I didn't know what den trees were so I looked it up.


" Den trees are those large, standing trees that are used by animals for nesting, roosting, cover, food supply and other critical functions."


http://washtenawcd.org/you/dentrees.php


----------



## hunter63 (Jan 4, 2005)

blufford said:


> I didn't know what den trees were so I looked it up.
> 
> 
> " Den trees are those large, standing trees that are used by animals for nesting, roosting, cover, food supply and other critical functions."
> ...


Thanks for clearing that up, I was wondering if it was a miss print:
"Dem" trees; as in "Dem trees ov'r yonder be needen to come down"


----------



## CowgirlGloria (Jun 19, 2008)

Northern Ontario is a tad further north than I've ever been, so I'll leave it to those in your area to comment on whether 15 cords is reasonable. It sounds like a vast amount of fuel for heating a home, but I live in the Midwest, far, far to the south by comparison to you.

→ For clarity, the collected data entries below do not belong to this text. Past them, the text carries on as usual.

PR #2857, opened 2022-03-22
fix: blocklisting peers after waking up from hibernation

mrekucci:
Stops the internal clock of the blocker instance during hibernation so that the peer list is not blocked upon wakeup.

---
This change is [Reviewable](https://reviewable.io/reviews/ethersphere/bee/2857)

### DIFF
--- a/pkg/blocker/blocker.go
+++ b/pkg/blocker/blocker.go
@@ -5,25 +5,31 @@
 package blocker
 
 import (
+	"fmt"
 	"sync"
 	"time"
 
 	"github.com/ethersphere/bee/pkg/logging"
 	"github.com/ethersphere/bee/pkg/p2p"
 	"github.com/ethersphere/bee/pkg/swarm"
+	"go.uber.org/atomic"
 )
 
+// sequencerResolution represents monotonic sequencer resolution.
+// It must be in the time.Duration base form without a multiplier.
+var sequencerResolution = time.Second
+
 type peer struct {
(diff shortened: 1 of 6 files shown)


pkg/blocker/blocker.go
```diff
@@ -33,11 +39,17 @@ type Blocker struct {
 }
 
 func New(dis p2p.Blocklister, flagTimeout, blockDuration, wakeUpTime time.Duration, callback func(swarm.Address), logger logging.Logger) *Blocker {
+	if flagTimeout <= resolution {
+		panic(fmt.Errorf("flag timeout %v cannot be equal to or lower then the clock resolution %v", flagTimeout, resolution))
+	}
+	if wakeUpTime < resolution {
+		panic(fmt.Errorf("wakeup time %v cannot be lower then the clock resolution %v", wakeUpTime, resolution))
```
notanatol, line 46: wouldn't panicking here potentially cause inconsistencies in the store?

mrekucci: These panics basically mean programmer error. It makes no sense to check for flagged peers more often than the sequencer resolution rate.

notanatol: right, but would panicking trigger the shutdown sequence? or would it just quick the process?

mrekucci: Will crash the process.

notanatol (approved):

janos (approved):
👍

aloknerurkar (approved):

PR #2859, opened 2022-03-23
feat: default configs for mainnet

istae:
### Checklist


vandot:
@istae we discussed a lot of placing cloudflare ens as a default and we agreed not to do it
For xdaichain rpc maybe it makes sense to specify it but I think new url is https://rpc.gnosischain.com/
This two changes needs to be confirmed from other members as well

mrekucci (approved):

notanatol (approved):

If I were you, and IF the tree is even available up north, I would look for the highest BTU wood available to me. Around here, it is hedge (aka osage orange, hedge apple and probably a lot of other names). That stuff burns so hot it will ruin some stoves, but it takes a lot less hedge to heat a house than some of the other woods. So, I'd go with the highest BTU wood available to you, whatever the species. Avoid gopher wood (put in one load and go 'fer another load because it'll burn so fast).

~ Cowgirl


----------



## big rockpile (Feb 24, 2003)

We will cut live trees to let in more light so we will have thicker browse.I got 5 acres of mature trees my wife won't touch.Advisor from the Conservation Department agreed with her.

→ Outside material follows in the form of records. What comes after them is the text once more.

PR #2870, opened 2022-04-05
fix: hotfix for v1.5.0 download race

aloknerurkar:
This change is [Reviewable](https://reviewable.io/reviews/ethersphere/bee/2870)

### DIFF
--- a/pkg/netstore/netstore.go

I was thinking of having a Dozer come in and push out for Food Plots,but I'm rethinking this because of gas prices.

big rockpile


----------



## DaleK (Sep 23, 2004)

Dead oak, maple, elm and ash can make some pretty good burning but you're not going to find many of them that far north. Dead poplar and birch don't give you enough heat to bother with in southern Ontario, never mind the north, plus you'll be constantly feeding the stove to try to get some heat out of it.


----------



## Ramblin Wreck (Jun 10, 2005)

hunter63 said:


> The term "wind fall" was from the practice of the peasants being allow to harvest only "wind fall" wood, on the owners estate.


You learn something new everyday, and now that you point it out, the saying makes a lot of sense.


----------



## Quint (Nov 12, 2004)

That is just about all I cut. I rarely even touch a live tree unless it is for management purposes. Just cutting downed trees and standing dead one I have more wood than I could ever hope to use. I tend to prowl the timber after a good windstorm cataloging all the nw firewood.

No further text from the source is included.